Friday, September 26, 2008

Excel offers a few simple formulas for determining the value of projects over time. In this article, I will cover PV and FV. For most financial applications, some subset of the formulas listed above will be more than enough to determine the value or rate of return of a particular project.

The PV and FV formulas are very similar in construct, but give the opposite answers. PV, which is present value, will tell you what the value of a string of future payments is today. Conversely, FV, which is future value, tells you what the value of your current holdings will be in the future.

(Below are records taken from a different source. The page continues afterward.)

PR #8390, opened 2023-02-01
[scroll-animations-1] Add self keyword

### LINKED ISSUE #8227: [scroll-animations-1] Allow Anonymous Scroll Progress Timelines to target self
When creating an Anonymous Scroll Progress Timelines usning `scroll()` you can target either the `root` or the `nearest` scroller. 

Currently `nearest` is defined as:

> Specifies to use the nearest ancestor scroll container. _(Default.)_

This does not allow authors to create an Anonymous Scroll Progress Timeline that uses the element itself, as `nearest` only looks to ancestors. E.g. the code below does not work when `.container` is the scroller

```css
.container {
  animation: 1s bg-scale both linear;
  animation-timeline: scroll(nearest inline);
}
```

As a result, authors must use a named Scroll Progress Timeline instead:

```css
.container {
  animation: 1s bg-scale both linear;
  scroll-timeline: --self inline;
  animation-timeline: --self;
}
```

This seems like a bit a hassle. Can we adjust `nearest` so that it starts looking from the targeted element itself first, and only then to ancestors? Or maybe introduce a new keyword `self` should altering `nearest` introduce some nasty side-effects?

bramus:
Fixes #8227.

### DIFF
--- a/scroll-animations-1/Overview.bs
+++ b/scroll-animations-1/Overview.bs
@@ -144,7 +144,7 @@ spec: cssom-view-1; type: dfn;
 	<pre class="prod">
 		<<scroll()>> = scroll( [ <<scroller>> || <<axis>> ]? )
 		<dfn noexport><<axis>></dfn> = block | inline | vertical | horizontal
-		<dfn noexport><<scroller>></dfn> = root | nearest
+		<dfn noexport><<scroller>></dfn> = root | nearest | self
 	</pre>
 
 	By default,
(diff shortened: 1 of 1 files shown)


plinss:
@bramus In the future, please for the repo and create branches and PRs from your private fork rather than in the main repo. Thanks.

bramus:
@plinss Oops, my bad. Unintentionally pushed to wrong origin. Thanks for notifying me.

bramus:
Closing this PR, removing the erroneously created branch, and filing a new PR from my personal fork instead.

PR #8395, opened 2023-02-03
[css-anchor-1] Fix syntax of a few anchor-* properties

xiaochengh:
- Fix the missing keyword `implicit` in `anchor-scroll`'s syntax
- Change the syntax of `anchor-default` from `<<anchor-element>>` to `none | <<dashed-ident>>`, since the `implicit` keyword doesn't make sense here


xiaochengh:
@tabatkins

tabatkins:
Talked with @xiaochengh offline; the first change is good, the second wasn't. I'll close this and just handle the first change myself.

PR #8418, opened 2023-02-08
[css-multicol-1] Define `column-count` with animation type

cdoublev:
Replaces `Animatable` by `Animation Type`, as defined in [Web Animations 1](https://drafts.csswg.org/web-animations-1/#animating-properties):

`w3c/reffy` (spec crawler) does not normalize `Animatable` to `Animation Type` therefore users have to check both `propDef.animationType` and `propDef.animatable`, which is not great.


rachelandrew (approved):
Thank you!

PR #8419, opened 2023-02-08
[css-speech-1] Define all properties as not animatable

cdoublev:


cdoublev:
With some hindsight, I am not sure all properties in CSS Speech should be considered as `not animatable` or `discrete`. Therefore I close this issue because I am only interested in defining `not animatable` properties.

tabatkins:
We only rarely define things as "not animatable", when they'd actually cause problems (or at least excessive complexity) to animate. I don't think anything in Speech qualifies.

PR #8422, opened 2023-02-08
[css-nav-1] Define properties with animation type

cdoublev:

### DIFF
--- a/css-nav-1/Overview.bs
+++ b/css-nav-1/Overview.bs
@@ -1345,6 +1345,7 @@ Name: spatial-navigation-contain
 Value: auto | contain
 Initial: auto
 Inherited: no
+Animation Type: discrete
 </pre>
 
 <dl dfn-for=spatial-navigation-contain dfn-type=value>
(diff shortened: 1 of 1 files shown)


tabatkins:
I presume these should be discretely animatable.

cdoublev:
Would they accept `mix()`?

> A [mix()](https://drafts.csswg.org/css-values-4/#funcdef-mix) notation is invalid if either of its [`<declaration-value>`](https://drafts.csswg.org/css-syntax-3/#typedef-declaration-value)s are invalid when interpreted as a whole value for the property the function is used in, or if the property using it is [not animatable](https://drafts.csswg.org/web-animations-1/#not-animatable).

tabatkins:
I'm not sure I understand the purpose of the question. `mix()` just relies on the animation concept; if you can animate, you can mix().

cdoublev:
Forget it, I was trying to give an argument for *not animatable* but `mix()`, based on wrong thinking, indeed.

I am not sure exactly when a property should be *not animatable*, looking at the current list of *not animatable* properties.

Do you want me to set *Animation type* to `discrete` or close this PR and discuss the matter in a dedicated issue?

tabatkins:
Properties are only "not animatable" if they actually *cause problems* to animate. The animation-* properties are the obvious example, due to circularity, but a handful of other properties have been special-cased due to impl reasons. But absent any special reason, *every* property is animatable, just discretely if there's nothing else reasonable to do; that's why the Animations spec has that default in the first place.

Go ahead and just change these to discrete.

PR #8427, opened 2023-02-08
[css-exclusions-1] Define properties with animation type

cdoublev:


cdoublev:
With some hindsight, I am not sure properties in CSS Exclusions should be considered as `not animatable` or `discete`. Therefore I close this issue because I am only interested in defining `not animatable` properties.

PR #8435, opened 2023-02-09
[css-contain-3] Explicitly define `container` as not animatable

cdoublev:
The `Animation type` of `animation`, `transition`, `scroll-timeline`, which are shorthands whose sub-properties are all `not animatable`, is explicitly defined as `not animatable` instead of `see individual properties`, like `container`.

In my opinion, `see individual properties` should be used only when some/all sub-properties are animatable.


tabatkins:
Actually `animation`/etc should be changed the other way. Shorthands *do not have* animation behavior, only longhands do. (Same as how they don't have inheritance behavior, or initial values.)

PR #8436, opened 2023-02-09
[scroll-animations-1] Define `view-timeline` and `animation-range-*` as not animatable

cdoublev:
This PR replaces the default `Animation Type: see individual properties` by an explicit `Animation Type: not animatable` for the `view-timeline` and `animation-range` shorthands.

The `Animation type` of `animation`, `transition`, `scroll-timeline`, which are shorthands whose sub-properties are all `not animatable`, is explicitly defined as `not animatable` instead of `see individual properties`, like `view-timeline` and `animation-range`.

In my opinion, `see individual properties` should be used only when some/all sub-properties are animatable.

This PR also replaces `Animatable` with `Animation type` for `animation-range-*`, as required by [Web Animations](https://drafts.csswg.org/web-animations-1/#animating-properties):

### DIFF
--- a/scroll-animations-1/Overview.bs
+++ b/scroll-animations-1/Overview.bs
@@ -762,6 +762,7 @@ spec: cssom-view-1; type: dfn;
 	<pre class="propdef shorthand">
 		Name: animation-range
 		Value: [ <<'animation-range-start'>> <<'animation-range-end'>>? | <<timeline-range-name>> ]#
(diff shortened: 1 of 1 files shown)


tabatkins:
Closing for the same reason as <https://github.com/w3c/csswg-drafts/pull/8435#issuecomment-1426311628>

PR #8437, opened 2023-02-09
[scroll-animations-1] Fix `<keyframe-selector>`

cdoublev:
This PR adds a range restriction [0, 100] on `<percentage>` of `<keyframe-selector>`, [as defined in CSS Animations 1](https://drafts.csswg.org/css-animations-1/#typedef-keyframe-selector), with a minor simplification of its syntax.


cdoublev:
Closing in favor of #8438 in which I suggest `[from | to] <timeline-range-name>? | <timeline-range-name>? <percentage [0,100]>` to allow `from timeline-1 { ... } to timeline-2 {}`.

PR #9387, opened 2023-09-20
[css-fonts-4] Define src with <font-src-list>

### LINKED ISSUE #7632: [css-fonts-4] Define `value` of `src` with a valid value definition
The `value` field of [`src`](https://drafts.csswg.org/css-fonts-4/#descdef-font-face-src) is defined with `see prose`. Would it be possible to use a valid value definition according the CSS value definition syntax?

I know that `src` must be parsed in a [specific way](https://drafts.csswg.org/css-fonts-4/#font-face-src-parsing), similarly to `<media-query-list>` and `<forgiving-selector-list>`. So I suggest to set its `value` with something like `<font-src-list>` that would reference this specific procedure, which should take advantage of [*parse a comma-separated list according to a CSS grammar*](https://drafts.csswg.org/css-syntax-3/#parse-comma-list) with `<font-src>` as the CSS grammar.

~~Also, I think it could be helpfull for CSS authors to remove invalid items from the serialization, like invalid media query or selector.~~ *edit:* invalid selectors in `<forgiving-selector-list>` and invalid/unknown media queries in `<media-query-list>` are now preserved - https://github.com/w3c/csswg-drafts/issues/8356#issuecomment-1642840607, https://github.com/w3c/csswg-drafts/issues/7595#issuecomment-1284268421.

cdoublev:
Fixes #7632.

### DIFF
--- a/css-fonts-4/Overview.bs
+++ b/css-fonts-4/Overview.bs
@@ -2440,7 +2440,7 @@ The <dfn id="at-font-face-rule">''@font-face''</dfn> rule</h3>
 
 	<pre class='descdef'>
 	Name: src
-	Value: see prose
+	Value: <<font-src-list>>
 	For: @font-face
 	Initial: N/A
 	</pre>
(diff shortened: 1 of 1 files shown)


svgeesus (approved):
Thanks!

As a brief primer, the time value of money is an important concept in finance. The simplest way to explain this concept is to understand that if you had $1 dollar today, it is worth more then $1 in a year for any interest rate greater than 0%. Let us assume that the current annual interest rate is 3%. If you invested the $1 you have today, it would be worth $1.03 at the end of the year (annual payment, no continuous compounding). Clearly, that is more than merely $1.00. Now, if you were to take this example to the next level and assume that the interest rate of 3% holds for five periods, the future value is now $1.16. Notice in this simple example, the future value is $1.16 and not $1.15, indicating the power of compounding. For an example that has a much larger difference, consider $10,000 today with an annual interest rate over 10 years of 8%. The future value is $22,589.25 versus the non-compounded total of $18,000.00 – a difference of $3,589.25. This is a bit of a digression and will be explained in further articles, but the summary of all of this is that the time value of money is a fundamental concept in financial theory and practice, and Excel makes it easy to calculate.

The formula for PV is =PV(rate,nper,pmt,[fv],[type]), where rate is the interest rate per period, nper is the total number of period in the calculation, pmt is the periodic payment, if any, future value of the project (optional) and type of payment stream (optional). For type of payment stream, use 1 for beginning of period payments and 0 or blank for end of period payments. In virtually all financial applications I have done, I have dealt with end of period payments, so the "type" is left blank. The reason the "fv" is optional is that for a project producing periodic payments, the fv may be zero and the calculation is just for determining the present value of periodic payments over some time period. For example, if there is an annual interest rate of 6%, periodic payments of $10.00 over 30 periods, the present value is $137.65. When there is no specific future value identified, fv = 0.

Similar to PV, the formula for FV is =FV(rate,nper,pmt,[pv],[type]). The same explanations hold for FV as in PV, and PV in this formula is optional. For example, in the case where there is no identifiable present value, pv is equal to zero. Assume that the pv equals zero, the annual interest rate is 6%, there are 30 periods and the payment is $10.00 per period. If you plug this into an Excel formula, you will get a future value equal to ($790.58). Why would you have a negative future value? To understand the answer to this question, it is important to consider what you are trying to determine. Present value calculations return negative values (under normal circumstances) because that is the "cost" of achieving a stated future value. The cost, in this case, is really the investment needed to generate the future value calculated using the formulas. If you think back to the first example, investing $1.00 is what it takes to get to $1.03 one year later. You do not have access to that dollar once it is invested, so from your perspective, it is a cash outflow, or a negative cash event to you. Coming back to future value, when you have positive payments, the formula interprets that as you paying out that amount, not receiving, over the defined period of years (this should be reasonably intuitive, since you must enter a present value, if known, as a negative number for purposes of calculating future value). When you input ($10.00) for the payment, the future value is correctly calculated as $790.58.

In summary, the PV and FV formulas save time and effort when using spreadsheets that require many calculations for present and future values. In the next article, I will discuss NPV and IRR, two formulas critical in evaluating projects. For now, just remember that cash in your hands today trumps the same amount of cash in the future because you can take the money now and invest.